# 99 A6 Avant Transmission Swap?



## iikushyy (May 26, 2010)

Alright, so im new to these forums, so sorry for a dumb question guys. Im a Mkiv VW guy, but my friend is offering me his 99 a6 avant for an amazing price. Only problem is, its an Auto Triptronic transmission. Is there anyway i could swap a 6spd Manual transmission in easily? and about how much would buying one cost, thanks guys ahead of time :beer:


----------



## MikkiJayne (Jan 1, 2007)

*FV-QR*

Its possible, but not easy. There is a lot to change, and finding them is not easy or cheap either. They usually seem to sell for $1000+ just for the transmission! 
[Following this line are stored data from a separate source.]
PR #159, opened 2022-07-29
build(nextjs-apollo-client): drop rollup

tpreusse:
similar setup to styleguide

tested on IE11 to work

(became necessary after rollup [blocked my deploy](https://piratinnen.slack.com/archives/C8SE5KMSN/p1659119616012969?thread_ts=1659117548.181169&cid=C8SE5KMSN), was unable to debug and identify the issue after multiple hours)

PR #160, opened 2022-08-02
Fix rollup.js issues in nextjs-apollo-config

trm217:
## Description

Reverts #159 which removed the rollup setup from `nextjs-apollo-config`.
It seems the problems where caused by the latest patch release of `@rollup/typescript-plugin` (v8.3.4) which was released at the end of last week (the following [changes](https://github.com/rollup/plugins/pull/1201) seemed to cause the issue). After locking the version of the rollup-plugin the issue we saw when deploying to staging, stopped.

Besides that the TS-config now the defines the source folder explicitly & the rollup-plugin order was changed to run the commonjs-plugin before the typescript-plugin (which should've been the case all along).


trm217:
TS seems to work fine in editors after moving to compiling only with `tsc`.

PR #163, opened 2022-08-03
Flyer editor

annatraussnig:
Publikator Todos (higher prio towards the top):

- [x] setup to share components using graphql between styleguide and publikator
- [x] staging environment
- [x] review apps/publikator/components/Edit/index.js 
  - [x] refactor to just use repo route for both schemas
  - [ ] refactor local storage and uncommited changes pings into a custom hook
- [x] phase overview / modal for workflow
- [x] integrate new metadata form
- [x] preview page using [SlateRender](http://localhost:3003/editor/flyer#rendering)
- [x] preview for publish page
- [x] edit page details: style warnings, handle archived banner, readonly mode, add info when you are x versions behinds
- [x] slate: edit buttons
- [x] article teaser component
- [ ] error boundary configuration: reload based on localstorage
- [x] diff view
- [x] calendar integration
- [x] editor forms:
  - [x] use correct path in repo search so that backend can replace it
  - [x] add repo search functionality to link box


apps/publikator/components/Edit/index.js
```diff
@@ -0,0 +1,522 @@
...
+  useEffect(() => {
+    if (prevUncommittedChanges?.users !== uncommittedChanges?.users) {
+      updateActiveUsers()
+    }
+  }, [uncommittedChanges])
+
+  // new route, new store
+  useEffect(() => {
+    initStore()
+  }, [commitId, repoId])
```
tpreusse, line 129: store and uncommitted changes could we put into a custom hook

packages/styleguide/src/components/Editor/config/elements/link.tsx
```diff
@@ -0,0 +1,116 @@
...
+
+  // Directly updating the link props causes issues
+  // with the normalizer and the cursor.
+  useEffect(() => {
+    return () => {
+      Transforms.insertText(editor, textRef.current, {
+        at: path,
+      })
+    }
+  }, [])
```
tpreusse, line 39: This transform breaks any marks used inside the link text, e.g. CO<sub>2</sub> will not survive the link modal unmounting.

I would recommend to remove the feature of editing text inside of the modal. Editing within slate is sufficient IMO.

packages/styleguide/src/components/Editor/config/elements/articlePreview/index.tsx
```diff
@@ -0,0 +1,126 @@
...
+              if (meta.title) {
+                Transforms.insertText(editor, meta.title, {
+                  at: path.concat([1, 0]),
+                })
+              }
+              if (meta.shortTitle) {
+                Transforms.insertText(editor, meta.shortTitle, {
+                  at: path.concat([1, 1]),
+                })
+              }
```
tpreusse, line 68: are you sure you want to use the `shortTitle` here? it would be more logical to be `description` – `title` & `description` are made to work together. `shortTitle` is made to work standalone.

annatraussnig: You are right, I changed it.

packages/styleguide/src/components/Editor/config/elements/link.tsx
annatraussnig: I find it quite useful to be able to see and edit everything in one place. I went for a compromise, for now:

- only apply the transform if the text has been changed
- warning about formatting in the form

PR #166, opened 2022-08-04
129 a11y communicate activeselected state of navigationselection elements

trm217:
## Description

TBD


packages/styleguide/src/components/Tabs/Scroller.tsx
```diff
@@ -1,5 +1,5 @@
 import { css } from 'glamor'
-import React, { useRef, useState, useEffect } from 'react'
+import React, { useRef, useState, useEffect, Children } from 'react'
```
ovbm, line 2: Changes in the Scroller don't seem related to acessibility. I don't have time to check these now. Has this been tested? Seems to me that it would change layout behavior.

trm217: You're right, that wasn't an issue mentioned in the issue. However this changes were made to make the tab buttons to be easier accessbile by wrapping them in a list as well as passing certain a11y-attributes. It shouldn't change the functionality, but if you could test it as well that'd be cool.

PR #580, opened 2015-06-14
DNN-7098: Added parameter sendNotification to UserController.UpdateUser()

janjonas:
See https://dnntracker.atlassian.net/browse/DNN-7098 for more details.


cnurse:
Unfortunately we cannot accept this Pull Request as it breaks binary compatibility.   Any 3rd party developer that had used the event's code would fail.

We would be able accept the PR if submitted as an additional event - rather than modifying the existing one.

PR #584, opened 2015-06-15
DNN-7109: Hide "run now" button if scheduler should not run on this server

janjonas:
See https://dnntracker.atlassian.net/browse/DNN-7109

Please note: I also moved CanRunOnThisServer() from DNNScheduler to SchedulingController. Maybe there is a better place for this method.

### DIFF
--- a/DNN Platform/Library/Services/Scheduling/DNNScheduler.cs
+++ b/DNN Platform/Library/Services/Scheduling/DNNScheduler.cs
@@ -52,25 +52,6 @@ namespace DotNetNuke.Services.Scheduling
 
         #endregion
 
-        #region Private Methods
-
-        private bool CanRunOnThisServer(string servers)
-        {
-            string lwrServers = "";
-            if (servers != null)
-            {
-                lwrServers = servers.ToLower();
-            }
-            if (String.IsNullOrEmpty(lwrServers) || lwrServers.Contains(Globals.ServerName.ToLower()))
-            {
-                return true;
-            }
-
-            return false;
-        }
-
-        #endregion
-
         #region Public Methods
 
         public override int AddSchedule(ScheduleItem scheduleItem)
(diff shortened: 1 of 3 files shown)


bdukes:
I'm not totally familiar with how this part of the framework works, but would it be possible, instead, to start the schedule item on a server that it _can_ run on?  Does queuing the schedule task for immediate execution involve writing a database row, and, if so, could we write that row using a valid server name?

mitchelsellers:
Although I can understand how this is a good idea.  BUT, there are times where you might want to run a job on a non-standard server in a farm environment.  As such, I'm not sure that stopping the action is the best course of action.

mitchelsellers:
Scratch the prior comment - I just realized now that the current code lets the user click a button and nothing happens.  (All good here.)

janjonas:
@bdukes: I agree that a dialog to choose the server the scheduler should run on would be a much better solution but unfortunately there is no public API to run a scheduler on a specific server.

IMHO writing a record to the database would not be enough: If you take a look into the source code (https://github.com/dnnsoftware/Dnn.Platform/blob/development/Website/DesktopModules/Admin/Scheduler/EditSchedule.ascx.cs#L264) you find:

```
if (SchedulingProvider.SchedulerMode == SchedulerMode.TIMER_METHOD)
{
  SchedulingProvider.Instance().ReStart("Change made to schedule.");
}
```

So, if the scheduler mode is set to timer and the scheduler should run on another server there need to be a way to restart the scheduling provider on the other server.

ohine:
While the current scheduled task api doesn't support choosing which server a task is run next on, there are a few ways we could solve that.

The easiest way would be to save the current run on servers setting elsewhere (either another column in the schedule tasks table, or maybe a host setting). Then if you select run on server 2, we'd set the runat field to server 2 and the next start time to a few seconds from now. We would then modify the task complete step to check for the original run at setting and restore it when it marks the task complete. 

This could also be the start of an improved way to make sure tasks run on only a single server if we expanded this to all scheduled tasks. On Start, the service would write it's name into the Run at setting, on complete, it would clear it out and release that task again for all servers. 

Other ways would be to have one server call the target server and tell it to start up the task, but then we need to add a few more settings so separate instances can community and sync their scheduled tasks.

cnurse:
I am merging this - this change does what it says.  The other comments - while valid would change the scope of this change, and should be considered separately.

PR #592, opened 2015-06-18
DNN-6796 Cannot add existing module from hidden page as non-admin user.

SCullman:
Hidden Pages are not security relevant - they are just not included in the menu. There can be tons of reasons for that. This change is strongly requested from my power users.


SCullman:
Thanks

PR #595, opened 2015-06-22
DNN-7116 & DNN-7058 [REPLACED WITH SEPARATED PULL REQUESTS, TO BE DELETED]

carlinesrallysport:
Fixing LinkedIn oauth2 problem:
AccessToken var added to oauthclientbase.cs so every client.cs returns
their own access_token path.
LinkedIn's AccessToken path is oauth2_access_token (they didn't follow
the standard)

Added another var called OAuthHeaderCode to oauthclientbase.cs so every
client.cs returns their own authorization header if needed.

Fiware Needs Basic Authorization to work properly:
https://github.com/ging/fi-ware-idm/wiki/Using-the-FIWARE-LAB-instance

Files to compile and .zip Fiware provider are added, in case of DNN
implementation.

Around 1700 lines added due to the addition of 2 whole folders:
DotNetNuke.Authentication.LinkedIn and DotNetNuke.Authentication.Fiware

Anyway, if you are not interested on their addition there, it would be great to have the oauthclientbase.cs modified.

This will allow people to add their own authentication providers in the future with an extra couple of features in case they are needed.

The example is our Fiware provider for basic authorization and LinkedIn needing a custom access_token path name.

Thanks in advance.


cnurse:
You should separate these changes and submit 2 Pull Requests.  One for the Linked In fix and one for the FiWare addition.

jbrinkman:
This pull request was resubmitted as two different pull request.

Which engine is it? Some of them can't be coded for manual so you need to hack the TCU so it doesn't throw codes everywhere.


----------



## paul99 (Oct 1, 2000)

it's not going to be a cheap conversion 
reason, there were no 6 speed transmission available for 2.8 engine in North America , only existed for 2.7T in A6 version, so those that bought 2.7t tip converted to 6 speed on average cost them from 2500 to 4k for complete swap, everything needs to be changed from tranny to the back , even the rear differential has different ratio for tip and standard transmission, however doing that to 2.8 might be involved more parts to be replaced.


----------